ASSIGNMENT:
For the word "like", search the records and show each line in which it occurs.

MATERIAL PROVIDED:
::::
PR #410, opened 2024-10-28
NodeControl Client 

jordan-rash:
Not sure that all these fields are needed, but this is just a starting point for us to iterate on


api/nodecontrol/client.go
```diff
@@ -0,0 +1,160 @@
...
+}
+
+func (c *ControlAPIClient) DeployWorkload(nodeId string) (*nodegen.StartWorkloadResponseJson, error) {
+	req := nodegen.StartWorkloadRequestJson{}
+	req_b, err := json.Marshal(req)
+	if err != nil {
+		return nil, err
+	}
+
+	msg, err := c.nc.Request(actors.DeploySubject(nodeId), req_b, DefaultRequestTimeout)
```
autodidaddict, line 97: the subject you get back from this will have a `*` in place where the namespace needs to be. We can't make requests on wildcard subjects.  There's a difficulty in using the subscription subject functions (which include wildcards) as the request subject functions.

e.g. we should have a `DeploySubscribeSubject(nodeId)` and then `DeployRequestSubject(namespace, nodeId)`

api/nodecontrol/client.go
```diff
@@ -0,0 +1,160 @@
...
+	err = json.Unmarshal(msg.Data, resp)
+	if err != nil {
+		return nil, err
+	}
+
+	return resp, nil
+}
+
+func (c *ControlAPIClient) GetInfo(nodeId string) (*nodegen.NodeInfoResponseJson, error) {
+	msg, err := c.nc.Request(actors.InfoSubject(nodeId), nil, DefaultRequestTimeout)
```
autodidaddict, line 133: the info subject for requests needs to contain a namespace (so that the node can filter the payload by namespace). So maybe `InfoSubscribeSubject(nodeId)` and `InfoRequestSubject(namespace, nodeId)`

api/nodecontrol/client.go
```diff
@@ -0,0 +1,160 @@
...
+	err = json.Unmarshal(msg.Data, resp)
+	if err != nil {
+		return nil, err
+	}
+
+	return resp, nil
+}
+
+func (c *ControlAPIClient) FindAgent() (*nodegen.AgentPingResponseJson, error) {
+	msg, err := c.nc.Request(actors.AgentPingSubject(), nil, DefaultRequestTimeout)
```
autodidaddict, line 62: we can't use `AgentPingSubject()` here because that is defined as `AgentPingSubject NexSubject = func(_ ...string) string { return APIPrefix + ".APING.>"}`

You can't make a request on `.APING.>`

When making a request, this can be `APING.{namespace}` (which retrieves all agents in the namespace), or it can be `APING.{namespace}.{workload}` where `workload` can be the workload name (potentially returning multiple results) or the workload Id, which will return 1 or 0 results.

autodidaddict (changes requested):
the client won't work on the current set of subjects, left comments detailing what should change

autodidaddict (approved):

PR #413, opened 2024-10-29
Conversions and Handlers

jordan-rash:


node/actors/pb/agents.proto
```diff
@@ -17,39 +17,80 @@ message Ping {
...
+  repeated string argv = 1;
+  string description = 2;
+  string environment = 3;
+  bool essential = 4;
+  string hash = 5;
+  HostServicesConfig host_service_config = 6;
+  string jsdomain = 7;
+  string retried_at = 8;
+  int32 retry_count = 9;
+  string sender_public_key = 10;
```
autodidaddict, line 29: we don't need the sender key, or the target node, etc. Keep in mind that the protos are for internal use and so we can remove any fields we no longer need after the API server has validated them.

jordan-rash: yea, I was just copying a 1:1 over and was going to audit after the fact, but ill pull these two out

node/actors/control_api.go
```diff
@@ -181,16 +181,108 @@ func (api *ControlAPI) subscribe() error {
...
+
+	ctx := context.Background()
+	_, agentSuper, err := api.self.ActorSystem().ActorOf(ctx, AgentSupervisorActorName)
+	if err != nil {
+		api.logger.Error("Failed to locate agent supervisor actor", slog.Any("error", err))
+		respondEnvelope(m, AuctionResponseType, 500, nil, fmt.Sprintf("failed to locate agent supervisor actor: %s", err))
+		return
+	}
+
+	askResp, err := api.self.Ask(ctx, agentSuper, auctionRequestToProto(req))
```
autodidaddict, line 200: the auction request may not need to go to the agent supervisor. Can the auction be satisfied with just node config and whatever info the api server has on hand?

jordan-rash: yea, this was my confusion.  Seems like this (and the few other node specific requests) Ask needs to go to the node supervisor I would think?

node/actors/control_api.go
```diff
@@ -199,44 +291,107 @@ func (api *ControlAPI) handleInfo(m *nats.Msg) {
 		return
 	}
 	// Ask the agent supervisor for a list of all the workloads from all of its children
-	response, err := api.self.Ask(ctx, agentSuper, req)
+	response, err := api.self.Ask(ctx, agentSuper, new(actorproto.GetNodeInfo))
 	if err != nil {
-		api.logger.Error("Failed to get list of running workloads from agent supervisor", slog.Any("error", err))
-		respondEnvelope(m, InfoResponseType, 500, nil, fmt.Sprintf("failed to get list of running workloads: %s", err))
+		api.logger.Error("Failed to get node info", slog.Any("error", err))
```
autodidaddict, line 296: This actually made more sense the other way. We're asking the agent supervisor for the list of agents and their running workloads. We use that information as _part_ of the node info, but the agent supervisor shouldn't be handling a "node info" query

node/actors/control_api.go
```diff
@@ -199,44 +291,107 @@ func (api *ControlAPI) handleInfo(m *nats.Msg) {
...
 func (api *ControlAPI) handleLameDuck(m *nats.Msg) {
-	// TODO
+	ctx := context.Background()
+	_, agentSuper, err := api.self.ActorSystem().ActorOf(ctx, AgentSupervisorActorName)
+	if err != nil {
+		api.logger.Error("Failed to locate agent supervisor actor", slog.Any("error", err))
+		respondEnvelope(m, LameDuckResponseType, 500, nil, fmt.Sprintf("failed to locate agent supervisor actor: %s", err))
+		return
+	}
+	// Ask the agent supervisor for a list of all the workloads from all of its children
```
autodidaddict, line 319: copy/paste fail

node/actors/control_api.go
```diff
@@ -199,44 +291,107 @@ func (api *ControlAPI) handleInfo(m *nats.Msg) {
...
+	response, err := api.self.Ask(ctx, agentSuper, new(actorproto.SetLameDuck))
+	if err != nil {
+		api.logger.Error("Failed to put node in lame duck mode", slog.Any("error", err))
+		respondEnvelope(m, LameDuckResponseType, 500, nil, fmt.Sprintf("failed to put node in lame duck mode: %s", err))
+		return
+	}
+
+	workloadResponse, ok := response.(*actorproto.LameDuckResponse)
+	if !ok {
+		api.logger.Error("Workload listing response from agent supervisor was not the correct type")
```
autodidaddict, line 329: wrong comment in the text (copy/paste fail)

node/actors/control_api.go
```diff
@@ -199,44 +291,107 @@ func (api *ControlAPI) handleInfo(m *nats.Msg) {
...
+	_, agentSuper, err := api.self.ActorSystem().ActorOf(ctx, AgentSupervisorActorName)
+	if err != nil {
+		api.logger.Error("Failed to locate agent supervisor actor", slog.Any("error", err))
+		respondEnvelope(m, LameDuckResponseType, 500, nil, fmt.Sprintf("failed to locate agent supervisor actor: %s", err))
+		return
+	}
 
-func (api *ControlAPI) handleUndeploy(m *nats.Msg) {
-	// TODO
+	response, err := api.self.Ask(ctx, agentSuper, new(actorproto.PingNode))
```
autodidaddict, line 346: pingnode shouldn't be something we ask the agent supervisor for. The control API should return a ping response, which may contain information obtained from the agent supervisor. Ideally it's probably coming from the same "Get workloads" query that the agent supervisor handles for node info.

node/actors/control_api.go
```diff
@@ -199,44 +291,107 @@ func (api *ControlAPI) handleInfo(m *nats.Msg) {
...
+	response, err := api.self.Ask(ctx, agentSuper, new(actorproto.PingAgent))
+	if err != nil {
+		api.logger.Error("Failed to ping agent", slog.Any("error", err))
+		respondEnvelope(m, AgentPingResponseType, 500, nil, fmt.Sprintf("failed to ping agent: %s", err))
+		return
+	}
+
+	workloadResponse, ok := response.(*actorproto.PingAgentResponse)
+	if !ok {
+		api.logger.Error("Workload listing response from agent supervisor was not the correct type")
```
autodidaddict, line 389: wrong error text (copy/paste fail)

autodidaddict (changes requested):
See individual comments. There are some copy/paste induced typos, but also a spot here and there where I think the responsibility and naming needs to be tweaked

node/actors/control_api.go
autodidaddict: There is no node supervisor ;) We should be able to make a regular function call to get the data necessary to respond to these queries.

node/actors/control_api.go
```diff
@@ -181,16 +181,108 @@ func (api *ControlAPI) subscribe() error {
...
-	// TODO
+	req := new(nodecontrol.StartWorkloadRequestJson)
+	err := json.Unmarshal(m.Data, req)
+	if err != nil {
+		api.logger.Error("Failed to unmarshal deploy request", slog.Any("error", err))
+		respondEnvelope(m, RunResponseType, 500, nil, fmt.Sprintf("failed to unmarshal deploy request: %s", err))
+		return
+	}
+
+	ctx := context.Background()
```
autodidaddict, line 226: here we don't need to talk to the agent supervisor. Since we have the workload type name on the deployment request, we can use `actorOf` to find the agent by name, and send the deploy request to it. The agent supervisor doesn't need to proxy that message.

autodidaddict (commented):
Added another comment

node/actors/control_api.go
jordan-rash: yup...not even sure why I changed it

node/actors/control_api.go
```diff
@@ -181,62 +180,198 @@ func (api *ControlAPI) subscribe() error {
...
+
+	auctResp, err := api.auctionResponse(string(req.Os), string(req.Arch), convertedAgentType, req.Tags.Tags)
+	if err != nil {
+		api.logger.Error("Failed to generate auction response", slog.Any("error", err))
+		respondEnvelope(m, AuctionResponseType, 500, nil, fmt.Sprintf("failed to generate auction response: %s", err))
+		return
+	}
+
+	if auctResp == nil {
+		respondEnvelope(m, AuctionResponseType, 404, nil, "node does not satisfy auction request")
```
autodidaddict, line 204: if we don't pass the auction, we need to not respond to the auction at all. In a scatter/gather like this, we can't respond negatively.

node/actors/control_api.go
```diff
@@ -181,62 +180,198 @@ func (api *ControlAPI) subscribe() error {
...
+	err := json.Unmarshal(m.Data, req)
+	if err != nil {
+		api.logger.Error("Failed to unmarshal undeploy request", slog.Any("error", err))
+		respondEnvelope(m, StopResponseType, 500, nil, fmt.Sprintf("failed to unmarshal undeploy request: %s", err))
+		return
+	}
 
-	req := &actorproto.QueryWorkloads{}
+	ctx := context.Background()
+	_, agentSuper, err := api.self.ActorSystem().ActorOf(ctx, AgentSupervisorActorName)
```
autodidaddict, line 255: we should be sending the undeploy request directly to the agent, the same way we send the deploy request. The agent super should only be involved in operations that involve treating the list of agents as an aggregate or starting/stopping agents.

autodidaddict: Remember that undeploy here means undeploy a workload, not stop the agent.

node/actors/control_api.go
```diff
@@ -181,62 +180,198 @@ func (api *ControlAPI) subscribe() error {
...
 	_, agentSuper, err := api.self.ActorSystem().ActorOf(ctx, AgentSupervisorActorName)
 	if err != nil {
 		api.logger.Error("Failed to locate agent supervisor actor", slog.Any("error", err))
 		respondEnvelope(m, InfoResponseType, 500, nil, fmt.Sprintf("failed to locate agent supervisor actor: %s", err))
 		return
 	}
+
 	// Ask the agent supervisor for a list of all the workloads from all of its children
-	response, err := api.self.Ask(ctx, agentSuper, req)
+	response, err := api.self.Ask(ctx, agentSuper, new(actorproto.GetNodeInfo))
```
autodidaddict, line 289: agent super shouldn't respond to get node info... we should return a node info from inside this control api, and only ask the agent super for its list of workloads.

Information like the node Id, target xkey, etc, needs to come from node configuration on the api struct and not the agent super.

node/actors/control_api.go
```diff
@@ -181,62 +180,198 @@ func (api *ControlAPI) subscribe() error {
...
+	req := new(nodecontrol.AgentPingResponseJson)
+	err := json.Unmarshal(m.Data, req)
+	if err != nil {
+		api.logger.Error("Failed to unmarshal agent ping request", slog.Any("error", err))
+		respondEnvelope(m, AgentPingResponseType, 500, nil, fmt.Sprintf("failed to unmarshal agent ping request: %s", err))
+		return
+	}
+
+	ctx := context.Background()
+	_, agentSuper, err := api.self.ActorSystem().ActorOf(ctx, AgentSupervisorActorName)
```
autodidaddict, line 353: shouldn't we be pulling the agent name/workload type from the `APING` subject, and pinging the specific agent? If that's the case, we should locate the individual agent process and not the agent super. We should only ping the agent super if we want it to aggregate ping responses from all agents.

autodidaddict (changes requested):
just need to change a few actor targets

node/node.go
```diff
@@ -181,18 +202,22 @@ func (nn *nexNode) initializeSupervisionTree() (goakt.ActorSystem, error) {
 	if err != nil {
 		return nil, err
 	}
-	inats := actors.CreateInternalNatsServer(*nn.options)
+	nn.runningActors[actors.AgentSupervisorActorName] = agentSuper
```
autodidaddict, line 205: we definitely shouldn't have to maintain a map of actors. We can look up any actor by its name, and we can obtain its list of children with the `Children` function.

node/node.go
```diff
@@ -27,8 +35,10 @@ type nexNode struct {
 	ctx context.Context
 	nc  *nats.Conn
 
-	options   *models.NodeOptions
-	publicKey nkeys.KeyPair
+	options       *models.NodeOptions
+	publicKey     nkeys.KeyPair
+	startedAt     time.Time
+	runningActors map[string]*goakt.PID
```
autodidaddict, line 41: the actor system is doing this for us. We shouldn't have to maintain this.

node/node.go
```diff
@@ -212,10 +237,13 @@ func (nn *nexNode) initializeSupervisionTree() (goakt.ActorSystem, error) {
...
 		return nil, err
 	}
-	_, err = actorSystem.Spawn(nn.ctx, actors.ControlAPIActorName, actors.CreateControlAPI(nn.nc, pk))
+
+	controlApiActor, err := actorSystem.Spawn(nn.ctx, actors.ControlAPIActorName,
+		actors.CreateControlAPI(nn.nc, nn.options.Logger, pk, nn.auctionResponse, nn.pingResponse, nn.infoResponse))
 	if err != nil {
 		return nil, err
 	}
+	nn.runningActors[actors.ControlAPIActorName] = controlApiActor
```
autodidaddict, line 246: remove please

autodidaddict (changes requested):
nits

node/node.go
jordan-rash: learning the hard way!

autodidaddict (approved):

PR #415, opened 2024-10-30
adds a tester agent

autodidaddict:


agents/tester/cmd/tester/main.go
```diff
@@ -0,0 +1,75 @@
...
+	return nil
+}
+
+func (a *testAgent) StopWorkload(req *agentapigen.StopWorkloadRequestJson) error {
+	delete(a.workloads, req.WorkloadId)
+	return nil
+}
+
+func (a *testAgent) ListWorkloads() error {
+	return nil
```
jordan-rash, line 74: maybe iterate through `a.workloads` and print with logger for now?

agents/common/nexagent.go
```diff
@@ -1,34 +1,169 @@
...
+
+	if err := agent.registerWithNode(); err != nil {
+		return err
+	}
+
+	if err := agent.createSubscriptions(); err != nil {
+		return err
+	}
+
+	switch os.Args[1] {
```
jordan-rash, line 69: What if we dont pass it a bunch of args here and instead we pass it a json string with all the parameters it's expecting?  Seems easier than parsing the command line

agents/tester/cmd/tester/main.go
autodidaddict: Nothing actually calls this function yet. When I do invoke it, that's probably what I'll have it do

agents/common/nexagent.go
autodidaddict: there's only 1 command line parameter here - `up` or `preflight`. The reason they're command line switches is so that they can be executed in a variety of ways, including by the `nex node preflight` command, which will eventually locate all the agents and run them

autodidaddict: every other parameter the agent needs comes from an environment variable

jordan-rash (approved):

Issue #1116, opened 2023-09-03
[BUG] Phase angle of wave excitation loads for offset body, and added mass and radiation damping matrix for multibodies in AQWA


hachikoi1:
**Note: italicized text below is include as an example and should be updated before submission. If you feel any section is not applicable to your request, please replace with 'N/A' rather than delete a section.**

**Describe the bug**
_A clear and concise description of what the perceived bug is._

Dear [salhus](https://github.com/salhus) and [dforbush2](https://github.com/dforbush2)

I open a new issue here to talk about the Phase angle of wave excitation loads for offset body, and added mass and radiation damping matrix for multibodies. The issue is was originally posed in **A designed two-body hinged raft wave energy converter: From experimental study to annual power prediction for the EMEC site using WEC-Sim** by Siya.

Let me briefly describe the problem. For an offset body with its COG away from the origin of global coordinate system in the XY plane (this configuration is usually found in multibody cases), the phase angle output by AQWA is defined as the local parameter phase angle. But the phase angle output by WAMIT is defined as the global phase angle, which is equal to the local parameter phase angle + global wave phase angle (global wave phase angle is defined as the phase angle of the local coordinate origin with relative to the global coordinate origin, and is related to the spatial location of the body)

AQWA
![image](https://github.com/WEC-Sim/WEC-Sim/assets/106663159/00389944-0ed2-48c1-a1a2-bb956f66b85c)

WAMIT
![image](https://github.com/WEC-Sim/WEC-Sim/assets/106663159/6fbe5197-301f-4ea1-89c6-c71bd7581f6b)
![image](https://github.com/WEC-Sim/WEC-Sim/assets/106663159/ed34bf9f-15ca-49d7-ae29-47ce3c25ff4e)

Based on previous discussions (https://github.com/WEC-Sim/WEC-Sim/issues/1090#issue-1828915005), for a body with its COG located at the origin of global coordinate system in the XY plane

 PhaseAngleWAMIT = -PhaseAngleAQWA

But the definition is not perfect, because it is given based on the premise that the wave phase angle is zero (COGx = COGy = 0). For an offset body, the correct phase angle should be 

PhaseAngleWAMIT = -PhaseAngleAQWA - k * [x * cos(beta) + y * sin(beta)]
where PhaseAngleAQWA is the phase angle ouput by AQWA, k is the wave number, x and y are locations of the body, and beta is the wave heading. The corrected code in **readAQWA.m** is:

[...]

PR #1252, opened 2024-05-03
[BUG] Update readAQWA to fix excitation phase and b2b loading issues

jtgrasb:
This PR fixes 2 bugs in the readAQWA.m script:
1. The excitation phase in Ansys AQWA is given relative to the center of gravity of each body and a positive phase angle represents the excitation lagging behind the wave.

On the other hand, WEC-Sim follows WAMIT's standard, which is to define the excitation phase relative to the global origin and a positive phase angle meaning the excitation leading the wave.

The current readAQWA.m script negates the phase correctly to adjust to the discrepancy in leading/lagging, but does not take into account the difference in reference frames. Thus, WEC-Sim does not apply the correct excitation phase when using AQWA and a body is not located at the global origin. I updated the readAQWA.m script to adjust the phase of the excitation coefficients upon loading them into the hydro structure. This approach uses the equation (k is wave number, x and y are the coordinates of the body's cg, and $\beta$ is the wave direction): 
$\Theta_{WAMIT} = -\Theta_{AQWA} - k  [x  cos(\beta) + y  sin(\beta)]$

To demonstrate the difference, I used the example from PR #1191 and ran a 4 cylinder (locations: [-8, -8], [-8, 8], [8, -8], [8, 8]) case in both AQWA (blue, hydro_1) and Capytaine (orange, hydro_2) and compared the results. Before the updates in this PR, the excitation phase was significantly different, while after the updates in this PR, the results show much better match:

Before:  After PR: 

2. The body-to-body elements of the added mass and radiation damping matrices were being read in backwards. When looking at the AH1 output file, each added mass and radiation damping matrix has 3 leading numbers (first 2 related to the body interactions and last number related to the frequency number). When outputting the AH1 descriptions, AQWA states that `"  1  1" (i3,i3) means the force on structure 1 caused by the motions of structure 1.` Thus, I interpret this as the 1st number representing the body on which the forces act and the 2nd number being the body causing the forces. When we load these values into WEC-Sim and turn on b2b, it is clear that the interactions are being read in backwards. From AQWA RM3 case, the force on body 1 from body 2 (frequency 1) should have elements: 

But, with simu.b2b = 1, the body-body interaction terms for the force on body 1 from body 2 (frequency 1) are slightly different: 

When looking at the opposite terms (force on body 2 from body 1) as well, it is clear that the interaction terms are backwards. 

AQWA output: 

WEC-Sim Forces: 

To put it more plainly, readAQWA originally loaded the added mass and radiation damping terms as in eq. 7 below, while this PR corrects it to be as eq. 8. 

image

Some additional useful references include [this paper on a 2 body hinged raft WEC](https://www.sciencedirect.com/science/article/pii/S0029801822025690?ref=pdf_download&fr=RR-2&rr=87e20e333c4be8fd#appsec1) which uses WEC-Sim but demonstrates the two readAQWA.m updates which were needed to correct their results and issue #1116 where both issues are explained as well.

### DIFF
--- a/source/functions/BEMIO/readAQWA.m
+++ b/source/functions/BEMIO/readAQWA.m
@@ -104,6 +104,14 @@ for ln = n:length(raw1)
             hydro(F).g      = tmp(3);   % Gravity
         end
         clear V182
+        % Set water depth conditions for calculating wavenumber later
+        if hydro(F).h == inf || hydro(F).h >= 200
+            deepWater = 1;
+            waterDepth = 200;
+        else
+            deepWater = 0;
+            waterDepth = hydro(F).h;
+        end
     end
     if isempty(strfind(raw1{ln},'COG'))==0
         for i=1:hydro(F).Nb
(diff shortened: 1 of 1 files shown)


jtgrasb:
Closing in favor of new PR into main branch to resolve the bug.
::::
RESPONSE:
jordan-rash: yea, this was my confusion.  Seems like this (and the few other node specific requests) Ask needs to go to the node supervisor I would think?
autodidaddict, line 204: if we don't pass the auction, we need to not respond to the auction at all. In a scatter/gather like this, we can't respond negatively.
Information like the node Id, target xkey, etc, needs to come from node configuration on the api struct and not the agent super.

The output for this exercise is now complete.